Endocrine Abstracts

Metabolic dysfunction-associated steatotic liver disease (MASLD) is a disease spectrum ranging from intrahepatic lipid accumulation to fibrosis, cirrhosis, and hepatocellular carcinoma. Despite the severity, there are no efficacious therapies, mainly due to the complexity of disease and the lack of predictive pre-clinical models. We hypothesised that iPSC-derived hepatocytes (Opti-HEP) offer a suitable platform for the development of in vitro MASLD models recapitulating all aspects of the disease phenotype. Wild-type iPSCs and iPSCs harbouring the MASLD risk-associated PNPLA3-I148M variant were differentiated to Opti-HEP. Differentiation status was determined by qPCR, immunocytochemistry, western blotting, colorimetric assays, and ELISA. Wild-type and disease Opti-HEP were treated with a mixture of fatty acids, glucose, or a combination of both for 7 days. Differences in lipid accumulation, insulin sensitivity, hepatic inflammation, and CYP450 expression were determined by qPCR, western blotting, and BODIPY staining. Wild-type and PNPLA3-I148M Opti-HEP demonstrated mature hepatocyte phenotype, as evidenced by liver maturity marker expression (albumin, alpha-1-antitrypsin, HNF4A), urea secretion, gluconeogenesis, and CYP450 activity. Fatty acid and glucose treatment of wild-type Opti-HEP significantly increased lipid accumulation compared to vehicle-treated cells, and this effect was further exacerbated in PNPLA3-I148M cells.
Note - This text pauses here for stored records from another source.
PR #2694, opened 2019-09-24
Fix Fairness optimization dialogs (What-If Tool)

grovina:
All Fairness optimization info icons were opening the first one (Custom threshold) when clicked.
Also updated description for Equal Opportunity optimisation, which was inaccurate.

Made function `openDialog` open the next sibling to the clicked element.
Also checked that all `paper-dialog` DOMs were positioned where they should, so that this function would work for all cases -- the only two cases I moved would actually work as they were, but we'd rather have positioned in the same way as the others (they were children; we want siblings).

* Screenshots of UI changes
Only actual change is the Equal Opportunity description.
Screenshot 2019-09-24 at 13 54 51

Open each dialog and confirm it's the one supposed to open:
   - Nearest counterfactual
   - Similarity to selected datapoint
   - Partial Dependence Plots
   - Ground truth
   - Cost ratio
   - Fairness (6 of them)
   - Classification Performance Table
   - Regression Performance Table
   - Exploring Classification Performance
   - ROC curve
   - PR curve

N/A

### DIFF
--- a/tensorboard/plugins/interactive_inference/tf_interactive_inference_dashboard/tf-interactive-inference-dashboard.html
+++ b/tensorboard/plugins/interactive_inference/tf_interactive_inference_dashboard/tf-interactive-inference-dashboard.html
@@ -2021,25 +2021,24 @@ limitations under the License.
                               The feature that your model is trying to predict.
                               <span class="dialog-link" on-tap="openDialog"
                                 >More.
-                                <paper-dialog
-                                  class="dialog-text"
-                                  horizontal-align="auto"
-                                  vertical-align="auto"
-                                >
-                                  <div class="dialog-title">
-                                    Ground Truth Feature
-                                  </div>
-                                  <div>
-                                    If the datapoints contain a feature that
-                                    represents the ground truth for what the
-                                    model is attempting to predict, then
-                                    selecting that feature here allows the tool
-                                    to investigate the performance of the model
-                                    by comparing the model's results to the
-                                    ground truth feature.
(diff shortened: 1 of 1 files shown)


tensorboard/plugins/interactive_inference/tf_interactive_inference_dashboard/tf-interactive-inference-dashboard.html
```diff
@@ -2302,10 +2301,9 @@ <h2>Show similarity to selected datapoint</h2>
                                 slices achieve equal opportunity.
                               </div>
                               <div>
-                                Equal opportunity means that among those
-                                predicted as positive classifications, there is
-                                a similar percentage of correct predictions in
-                                each slice.
+                                Equal opportunity means that a similar fraction
+                                of the real positives is recalled for each slice
+                                (i.e., <i>sensitivity</i> is the same).
```
jameswex: I think this definition is confusing in its use of "real positives" and "recalled" as we want this to be clear even to novices. Let's keep it as close to the initial wording as possible.

Perhaps "Equal opportunity means that among those datapoints with the positive ground truth label, there is a similar percentage of correct predictions in each slice".

grovina: Sounds good!

grovina:
For completeness: the Settings dialog is not concerned here, because it uses a separate function (`settingsClicked_`).

PR #2696, opened 2019-09-26
Various fixes from latest changes

jameswex:

Bashing bugs before witwidget 1.4 launch.

Fixed datapoint editor panel slider to work in all environments (demos were broken) - by explicitly using the correct dom element and also ensuring some content flex-wraps.

Added checks for when extra outputs is null so it doesn't break WIT when that happens.

Allow fallback in PD plot checking when a string can't be decoded as text (for images).

Fixed boolean setting of if custom distance function set, for correct enabling/disabling of L1/L2 radio buttons.

Ran all demos and verified all features work as expected (including PD plots)
Ran notebook demos that show attributions and extra outputs, along with custom distance setting.

### DIFF
--- a/tensorboard/plugins/interactive_inference/tf_interactive_inference_dashboard/tf-interactive-inference-dashboard.html
+++ b/tensorboard/plugins/interactive_inference/tf_interactive_inference_dashboard/tf-interactive-inference-dashboard.html
@@ -6255,7 +6255,10 @@ limitations under the License.
             modelNum < extraOutputs.extra.length;
             modelNum++
           ) {
-            if ('attributions' in extraOutputs.extra[modelNum]) {
+            if (
+              extraOutputs.extra[modelNum] != null &&
+              'attributions' in extraOutputs.extra[modelNum]
+            ) {
               attributions.push(extraOutputs.extra[modelNum].attributions);
             }
           }
@@ -6275,6 +6278,9 @@ limitations under the License.
               modelNum < extraOutputs.extra.length;
               modelNum++
             ) {
+              if (extraOutputs.extra[modelNum] == null) {
+                continue;
+              }
               const keys = Object.keys(extraOutputs.extra[modelNum]);
               for (let j = 0; j < keys.length; j++) {
                 const key = keys[j];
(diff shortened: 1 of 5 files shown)


tensorboard/plugins/interactive_inference/utils/inference_utils.py
```diff
@@ -230,7 +230,10 @@ def __init__(self, inference_address, model_name, model_type, model_version,
 
 def ensure_not_binary(value):
   """Return non-binary version of value."""
-  return value.decode() if isinstance(value, binary_type) else value
+  try:
+    return value.decode() if isinstance(value, binary_type) else value
```
stephanwlee: Can we update a test with this check?

tensorboard/plugins/interactive_inference/utils/inference_utils.py
```diff
@@ -230,7 +230,10 @@ def __init__(self, inference_address, model_name, model_type, model_version,
...
+  except UnicodeDecodeError:
```
tolga-b: when does this happen? can you put a short comment here?

tensorboard/plugins/interactive_inference/tf_interactive_inference_dashboard/tf-interactive-inference-dashboard.html
```diff
@@ -6255,7 +6255,10 @@ <h2>Show similarity to selected datapoint</h2>
             modelNum < extraOutputs.extra.length;
             modelNum++
           ) {
-            if ('attributions' in extraOutputs.extra[modelNum]) {
+            if (
+              extraOutputs.extra[modelNum] != null &&
```
tolga-b: I don't remember the exact code path for this right now. Can there be a case where one model returns extraOutputs and other doesn't? In that case do we still create the extraOutputs.extra array of the correct size (2) and fill one with null?

tensorboard/plugins/interactive_inference/utils/inference_utils.py

tensorboard/plugins/interactive_inference/tf_interactive_inference_dashboard/tf-interactive-inference-dashboard.html
jameswex: yes that is the behavior

PR #2698, opened 2019-09-26
Add ability to adjust attributions.

jameswex:

For CAIP models that return attributions, if users need an adjust_example fn, they would also need an adjust_attribution fn to convert attribution values back to a map of the pre-adjusted features, so WIT can map the attributions to the features it knows about.

Add adjust_attribution function in same manner as adjust_example and adjust_prediction. Call it if attributions are returned.

* Screenshots of UI changes

N/A

Ran against real model with attributions and adjusted examples to verify that this optional function is called and can correctly display attributions for adjusted examples.


jameswex:
> Looks good to me. One general question is would adjust_attribution need access to the example itself as it is more paired with adjust_example?

It doesn't seem like we'll need that for CAIP adjust_attribution because it only needs to correct the attributions in reverse of what adjust_example does, which is more just for adjusting feature types (like categorical to one-hot).

PR #2700, opened 2019-09-26
ng: invoke dashboard reload

stephanwlee:
tf-tensorboard invokes reload method on the plugins when plugins listing
are reloaded.

This type of component/code naturally won't be there in Ngrx based application,
but it had to be introduced for Polymer-interop.


tensorboard/components/tf_ng_tensorboard/header/containers/header.component.test.ts
```diff
@@ -25,12 +25,13 @@ import {provideMockStore, MockStore} from '@ngrx/store/testing';
...
-import {State, CoreState} from '../../core/core.reducers';
+import {State} from '../../core/core.reducers';
 import {
   createPluginMetadata,
   createState,
   createCoreState,
 } from '../../core/testing';
+import {PluginId} from '../../types/api';
 
 /** @typehack */ import * as _typeHackStore from '@ngrx/store';
```
davidsoergel: what's this?  Why not `import {Foo, Bar} from '@ngrx/store';`?

tensorboard/components/tf_ng_tensorboard/header/containers/header.component.test.ts
```diff
@@ -145,4 +150,24 @@ describe('header.component', () => {
     expect(dispatch).toHaveBeenCalledTimes(1);
     expect(dispatch).toHaveBeenCalledWith(changePlugin({plugin: 'bar'}));
   });
+
+  it('does not keep observer after getting the most recent value', async () => {
```
davidsoergel: This test pattern seems to mix presentation-level concerns (e.g., `By.css(...)` and `click()`) with data model/connector concerns, i.e. ngrx/rxjs stuff.

tensorboard/components/tf_ng_tensorboard/header/containers/header.component.test.ts
```diff
@@ -145,4 +150,24 @@ describe('header.component', () => {
...
+    const fixture = TestBed.createComponent(HeaderComponent);
+    fixture.detectChanges();
+
+    const [, debugEl] = fixture.debugElement.queryAll(By.css('.mat-tab-label'));
+    debugEl.nativeElement.click();
+    fixture.detectChanges();
+    await fixture.whenStable();
+    expect(dispatch).toHaveBeenCalledTimes(1);
+
+    // If an observer is still listening, this should cause the store to dispatch.
```
davidsoergel: Sorry, I don't follow.  Which observer were you worried might still be listening, but in fact should not be?  Also, `setActivePlugin()` calls `setState()` but not `dispatch()`, so I'm not sure this is actually testing what you meant.

davidsoergel: Oh, is this about the `take(1)` at header.component.ts:70?  If so refactoring it per my comment there may obviate the need for the test.

tensorboard/components/tf_ng_tensorboard/plugins/plugins.component.ts
```diff
@@ -39,6 +45,13 @@ const activePlugin = createSelector(
   }
 );
 
+const lastLoadedTimeInMs = createSelector(
```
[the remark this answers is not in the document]
stephanwlee: I don't agree with this.

1. There are selectors that are store aware in the respective reducers. These selectors are unique to the frontend and do perform some transformations for presentational logic which should reside in the view.
2. Unlike Redux, Ngrx with Angular has modular reducer wrapped around in `NgModule` that can be even lazy loaded. `store` is a generic name that does not mean anything and word `core` here is simply to mimic that of the `CorePlugin` on the backend.

tensorboard/components/tf_ng_tensorboard/plugins/plugins.component.ts
```diff
@@ -57,8 +74,28 @@ export class PluginsComponent implements OnInit {
     // We manually create plugin DOM (with custom tagName and script inside
     // an iframe) when the `activePlugin` changes.
     this.activePlugin$
-      .pipe(filter(Boolean))
-      .subscribe((plugin) => this.renderPlugin(plugin as UiPluginMetadata));
+      .pipe(
+        filter(Boolean),
```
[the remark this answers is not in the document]
stephanwlee: You are correct, but as a view, I don't want to make such assumptions about the how store initialization works. We just know that it is null-able and we are not interested in that case.

tensorboard/components/tf_ng_tensorboard/plugins/plugins.component.ts
```diff
@@ -57,8 +74,28 @@ export class PluginsComponent implements OnInit {
...
+        distinctUntilChanged(
+          (prev: UiPluginMetadata, curr: UiPluginMetadata) =>
+            prev.id === curr.id
+        )
+      )
+      .subscribe((plugin: UiPluginMetadata) => this.renderPlugin(plugin));
```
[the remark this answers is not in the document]
stephanwlee: I am aware except I was not relying on Angular to do the plugin rendering for me since they are polymer components.

Of course, you can argue that a thin `component` that implements `OnChange` is simpler than using observable. Is that the fair representation of your comment here?

tensorboard/components/tf_ng_tensorboard/header/containers/header.component.test.ts
stephanwlee: Sorry, what are you suggesting here? Are you suggesting that I should stub the callback of the click?

tensorboard/components/tf_ng_tensorboard/header/containers/header.component.test.ts
stephanwlee: That still makes TSC under bazel complain. :man_shrugging:

stephanwlee:
> For one thing, if the plugin list is updated, why does that mean that the Polymer dashboards should have reload() called on them? Is it because their PluginMetadata might have changed--which Angular would just handle, but here we have to kick the Polymer components to update? If that's it, which PluginMetadata changes are expected to actually happen (enabled, maybe?).

Kinda. This is copying the behavior of Polymer-based tf-tensorboard and the logic is as follows:
1. Each Polymer based dashboard is responsible for their own data (caching too) and they implement a `reload` interface
2. The contract between TensorBoard and the dashboards is when user wants the data to be reloaded, TensorBoard will invoke the reload method every X-seconds. 
3. Because dashboards care about which runs/experiments are available in the system (they are parameters to the API calls they make), tf-tensorboard first fetches list of runs, list of plugins, and some other environmental info (the last one is not too important).
4. Only after the request for all three are finished, we invoke reload method on the dashboard.

tensorboard/components/tf_ng_tensorboard/plugins/plugins.component.ts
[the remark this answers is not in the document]
davidsoergel: I'm confident that we can factor things in a way that makes sense re. what belongs in the store vs. what is presentation logic, without leaky abstractions.  It's not super urgent, certainly not for this PR, but let's discuss offline reasonably soon.  It'd be good to establish consistent patterns/conventions to use as more things get angularized.

tensorboard/components/tf_ng_tensorboard/plugins/plugins.component.ts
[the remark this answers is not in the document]
davidsoergel: My point is not about the store initialization, except to the extent that it's the reason for making activePlugin$ nullable at all.  As this stands, if either the plugin list or the active plugin ID became null at some point, renderPlugin() would not be called and so the previously active plugin would remain visible (hence out of sync with the state).  IIUC this is not a concern because, once the plugin list and the active id are set to a real value, they should never revert to null.  Right?

tensorboard/components/tf_ng_tensorboard/header/containers/header.component.test.ts
davidsoergel: Huh ok

tensorboard/components/tf_ng_tensorboard/plugins/plugins.component.ts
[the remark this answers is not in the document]
davidsoergel: Yep that's it :)

tensorboard/components/tf_ng_tensorboard/header/containers/header.component.test.ts
davidsoergel: Similar to suggestions elsewhere re separating the store from the view.  You could have separate tests for 1) a click fires the appropriate action, 2) upon receiving the action, the store updates appropriately, and 3) there are no memory leaks in the form of observers that should have been unsubscribed.

Per the other comment I'm still unclear on what this is meant to test.  The title suggests #3, in which case I'd expect you can test that more directly, without involving a click.

tensorboard/components/tf_ng_tensorboard/header/containers/header.component.ts
```diff
@@ -42,35 +39,25 @@ const getDisabledPlugins = createSelector(
...
+  template: `
+    <app-header-component
+      [activePlugins]="plugins$ | async"
+      [disabledPlugins]="disabledPlugins$ | async"
+      [selectedPlugin]="activePlugin$ | async"
+      (onPluginSelectionChanged)="onPluginSelectionChange($event)"
+    ></app-header-component>
+  `,
 })
 export class HeaderComponent {
```
davidsoergel: This can now be `HeaderContainer`, and the filename can be `header-container.component.ts` or something.

Also, I'm not sure that we should separate things into `./components` and `./containers` subdirectories.  That's nbd here--just saying that this is part of settling naming (etc.) conventions at some point.

tensorboard/components/tf_ng_tensorboard/header/containers/header.component.test.ts
davidsoergel: looks like the test was obsoleted in the refactoring.

tensorboard/components/tf_ng_tensorboard/header/containers/header.component.ts
stephanwlee: Will take an action but I want us to talk about it later too.

Also, about the directory structure: let's fix that later holistically.

PR #3441, opened 2020-03-28
Fix bad images and other minor text changes

anirudh161:
* Motivation for features / changes

Fixed missing TensorBoard iframes by saving notebook with outputs. Made some minor text changes

PR #3468, opened 2020-04-01
docs: update profiler tutorial

anirudh161:
* Motivation for features / changes:
1. Saved the notebooks with outputs enabled (and private outputs disabled) as a workaround to prevent broken iframes rendering on tensorflow.org
2. Made some minor text changes and added a link to the Dev Summit 2020 talk

### DIFF
--- a/docs/tensorboard_profiling_keras.ipynb
+++ b/docs/tensorboard_profiling_keras.ipynb
@@ -604,7 +604,7 @@
       "source": [
         "## Summary\n",
         "\n",
-        "Use the TensorFlow Profiler to profile and debug model training performance. Read the [Profiler guide](https://www.tensorflow.org/guide/profiler) and watchg the [Performance profiling in TF 2](https://www.youtube.com/watch?v=pXHAQIhhMhI) talk from the TensorFlow Dev Summit 2020 to learn more about the TensorFlow Profiler."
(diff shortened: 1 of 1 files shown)


wchargin:
For context, this supersedes #3441.

anirudh161:
That's weird. The outputs were there before I ran nbfmt.py on the notebook. Let me look into it and submit another commit

wchargin:
As I [mentioned on #3441][1], make sure that `private_outputs: false` is
set in the notebook to preserve the contents. If you have a notebook
with output cells, you can set that easily by running `nbfmt.py` on the
notebook and passing `--preserve_outputs`. This will write the option
into the notebook so that future `nbfmt.py` runs know not to remove
them, even when the flag is not passed.

It doesn’t look like `private_outputs: false` was set at any point in
this change, but it also doesn’t look like the outputs were saved. The
“Formatted notebook with nbfmt” commit has a delta of 111 insertions and
110 deletions (i.e., just sorted keys and fixed trailing newline), and
you can see from the diff that it didn’t actually remove any outputs
(they were all `outputs: []` already).

[1]: https://github.com/tensorflow/tensorboard/pull/3441#issuecomment-606732347

anirudh161:
I was so sure I saved the outputs then! Guess I didn't after all :) I added another commit with outputs saved

anirudh161:
That's a good point. I fixed the cache entries and added a new commit

wchargin:
Awesome; thanks! Tested; this works for me both before and after running
the notebook.

I’ll go ahead and merge this now.

PR #3470, opened 2020-04-02
Use python3 -m before creating the virtualenv

rithiksachdev:
We might an error because of using two python versions.


rithiksachdev:
Ubuntu version: 18.04.4
Hi @wchargin, I am really sorry for this late reply. I had created my virtualenv for development, a few days ago, and for some reason, my virtualenv was using pip from /usr/bin/python2.7.
Due to an accident last weekend, I lost all my data and had to create the virtualenv again. I faced this issue while trying for the first time and then once I created the virtualenv, I didn't face the issue again. I completely agree with what you are saying, the pip on our path should be the pip from the virtualenv, so, I would like to suggest whether we could use python3 -m before creating the virtualenv, if necessary. For example in the Requirements of [Fairness Indicator](https://github.com/tensorflow/tensorboard/blob/master/docs/fairness-indicators.md)

wchargin:
No worries! Glad that we’re on the same page. Yes, we can go ahead and
suggest creating the virtualenv with Python 3. I’ve sent out #3487 to
this effect.

PR #3472, opened 2020-04-02
[DebuggerV2] Add HTTP route /graph_execution/digests

caisq:
  * Continue developing the HTTP backend of DebuggerV2: the `/graph_execution/digests` serves small-size digest data objects for intra-graph execution events.
  * The added route `/graph_execution/digests` is a parallel to the existing route `/execution/digests`
  * The underlying methods are also parallels to the existing execution route:
    * `DebugDataMultiplexer.GraphExecutionDigests()` --> `DebugDataMultiplexer.ExecutionDigests()`
    * `DebuggerV2Plugin.serve_graph_execution_digests()` --> `DebuggerV2Plugin.serve_execution_digests()`
  * A follow-up PR will add the corresponding route for serving detailed data objects (i.e, `/graph_execution/data`)
  * Unit tests added.
  * Parameterize the existing `/execution/digests` path to accommodate both top-level and intra-graph executions
    * Pro: slightly less code
    * Con: More complex control flow logic in the code, especially considering that the `/graph_execution/digests` path will need to handle the `trace_id` parameter in the future, while the `/execution/digest` doesn't have that parameter.
    * Con: More confusing HTTP route pattern to understand

### DIFF
--- a/tensorboard/plugins/debugger_v2/debug_data_provider.py
+++ b/tensorboard/plugins/debugger_v2/debug_data_provider.py
@@ -198,7 +198,7 @@ def graph_execution_digest_run_tag_filter(run, begin, end, trace_id=None):
     # execution and intra-graph execution is supported by DebugDataReader.
     if trace_id is not None:
         raise NotImplementedError(
-            "trace_id support for graph_execution_digest_run_tag_filter is "
+            "trace_id support for graph_execution_digest_run_tag_filter() is "
             "not implemented yet."
         )
     return provider.RunTagFilter(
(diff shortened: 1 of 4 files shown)


caisq:
Invited @wchargin to review this PR. @wchargin has reviewed similar PRs recently. Thanks!

tensorboard/plugins/debugger_v2/debug_data_provider.py
```diff
@@ -177,6 +179,64 @@ def _parse_execution_data_blob_key(blob_key):
     return run, begin, end
 
 
+def graph_execution_digest_run_tag_filter(run, begin, end, trace_id=None):
```
wchargin, line 182: Are graph execution digests not keyed by both run and tag? For normal
graph summaries, at least, users use `tf.summary.trace_export(name)`,
which writes a tag name.

caisq: In the design of DebuggerV2 backend, internally-generated tags are used to tag different types of data (e.g., see the `GRAPH_EXECUTION_DIGESTS_BLOB_TAG_PREFIX` and similar string constant tags for constructing special tags in this file.) Therefore user data is not queried by tags.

High glucose treatment impaired AKT phosphorylation (Ser473) in wild-type and PNPLA3-I148M Opti-HEP suggestive of insulin resistance, whilst fatty acid treatment resulted in ~20% reduction in Opti-HEP viability alongside increases in pro-inflammatory cytokine IL-1β, IL-6, IL-8, and TNFα expression. Endorsing these findings, fatty acid and glucose treatment significantly decreased drug metabolising genes expression (CYP3A4, CYP2B6, CYP2C9), suggesting impaired drug metabolism activity. We have successfully produced iPSC-derived hepatocytes with comparable functionality to that observed in primary human hepatocytes. By applying dietary and genetic interventions associated with MASLD development, we have generated a novel model that recapitulates the MASLD phenotype in vitro, offering an efficient pre-clinical platform for the large-scale efficacy screening of novel therapeutics against the disease.